- _GOAL OF THE EXERCISE_: Scan the data, and whenever a line contains "instructions", copy it.

(Stored data entries)

Issue #643, opened 2016-06-24
Error loading Latex_env


dmyersturnbull:
I followed the installation instructions at https://github.com/ipython-contrib/IPython-notebook-extensions/blob/master/README.md, downloaded https://github.com/ipython-contrib/IPython-notebook-extensions/blob/master/nbextensions/usability/latex_envs/doc/html/latex_env_doc.ipynb, and ran it in this Anaconda environment:
```
jupyter                   1.0.0                    py35_3  
jupyter_client            4.2.2                    py35_0  
jupyter_console           4.1.1                    py35_0  
jupyter_core              4.1.0                    py35_0  
```

Here's the error log when I run `%%javascript 
IPython.utils.load_extensions('calico-document-tools');`:
```
main.min.js:12156 Failed to load extension: ["nbextensions/calico-document-tools"] Error: Script error for "nbextensions/calico-document-tools"
http://requirejs.org/docs/errors.html#scripterror
    at makeError (http://localhost:8888/static/components/requirejs/require.js?v=6da8be361b9ee26c5e721e76c6d4afce:165:17)
    at HTMLScriptElement.onScriptError (http://localhost:8888/static/components/requirejs/require.js?v=6da8be361b9ee26c5e721e76c6d4afce:1732:36)(anonymous function) @ main.min.js:12156
```
LaTeX is not rendered in subsequent cells. Am I supposed to need calico-document-tools? If so, that's not clear from the documentation.

jfbercher:
The icalico extension is something else that was used for convenience in the docs. You do not need it and it has nothing to do with the latex_envs extension. 
The installation instructions in latex_envs doc file are a bit outdated (regarding paths in particular). You are welcome to update it. The best is to use the global installation procedure for all extensions, see readme, and then enable latex_envs in the nbextension tab.

dmyersturnbull:
Okay, good to know. However, LaTeX isn't rendered, and nothing displays in the console.

> The best is to use the global installation procedure for all extensions, see readme, and then enable latex_envs in the nbextension tab.

That's what I did:
`pip install https://github.com/ipython-contrib/IPython-notebook-extensions/archive/master.zip --user`
And then enabled latex_envs in the nbextension tab.

jfbercher:
I can confirm this from a fresh install. 

@jcb91 
[...]

Issue #619, opened 2016-06-06
port extension latex_envs to jupyterhub


epifanio:
Hi,

I'm migrating my environment to a multiuser jupyterhub, I'm having troubles in loading the ```latex_envs``` extension, I guess because the code is using the path to ```htpp://my.server.host:port/hub/``` instead of ```htpp://my.server.host:port/user/username```.

in the *codefolding* extension, i saw some [smart use of the config utility](https://github.com/ipython-contrib/IPython-notebook-extensions/blob/master/nbextensions/usability/codefolding/main.js#L12-L25) which perhaps can be re-used in the latex_envs code, the error in the js console give a 404 for ```thmslnNb4.js``` which I guess is called in:  https://github.com/ipython-contrib/IPython-notebook-extensions/blob/master/nbextensions/usability/latex_envs/latex_envs.js#L48-L53

jcb91:
> i saw some smart use of the config utility 

Your link here doesn't seem to point to lines using the config utility, so I'm not sure what you mean.

Yep, I think this bug is basically down to the hardcoded `nbextensions/...` urls in [nbextensions/usability/latex_envs/latex_envs.js#L50-L52](https://github.com/ipython-contrib/IPython-notebook-extensions/blob/93d19ac20a1af4f56a09bd5fe064346e616edba8/nbextensions/usability/latex_envs/latex_envs.js#L50-L52) - if you replace these with relative urls (so in this case, that should give `"./thmsInNb4"`, `"./bibInNb4"`, and `"./initNb"` respectively), I think requirejs should figure out the rest correctly?

epifanio:
sorry I meant utils:

```var base_url = utils.get_body_data("baseUrl");``` 

which can get the ```base_url```.

I'll try now your suggestions, thanks.

**Comment by jcb91** [comment]
> sorry I meant utils:

Right, I see what you mean. However, I think relative paths are still the way forward, in order not to hard-code a required install location into the extension.

**Comment by epifanio** [comment]
Yes I confirm your right, using:

```
define(["require", 
	'base/js/namespace',
	"./thmsInNb4.js",
	"./bibInNb4.js",
	"./initNb.js"], function (require,Jupyter, thmsInNb, bibsInNb,initNb) {    
```

it now loads the extensions correctly (only for the main user, the admin of the Hub) #617

jcb91:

- _RESULT OF THIS EXERCISE_:
I followed the installation instructions at https://github.com/ipython-contrib/IPython-notebook-extensions/blob/master/README.md, downloaded https://github.com/ipython-contrib/IPython-notebook-extensions/blob/master/nbextensions/usability/latex_envs/doc/html/latex_env_doc.ipynb, and ran it in this Anaconda environment:
The installation instructions in latex_envs doc file are a bit outdated (regarding paths in particular). You are welcome to update it. The best is to use the global installation procedure for all extensions, see readme, and then enable latex_envs in the nbextension tab.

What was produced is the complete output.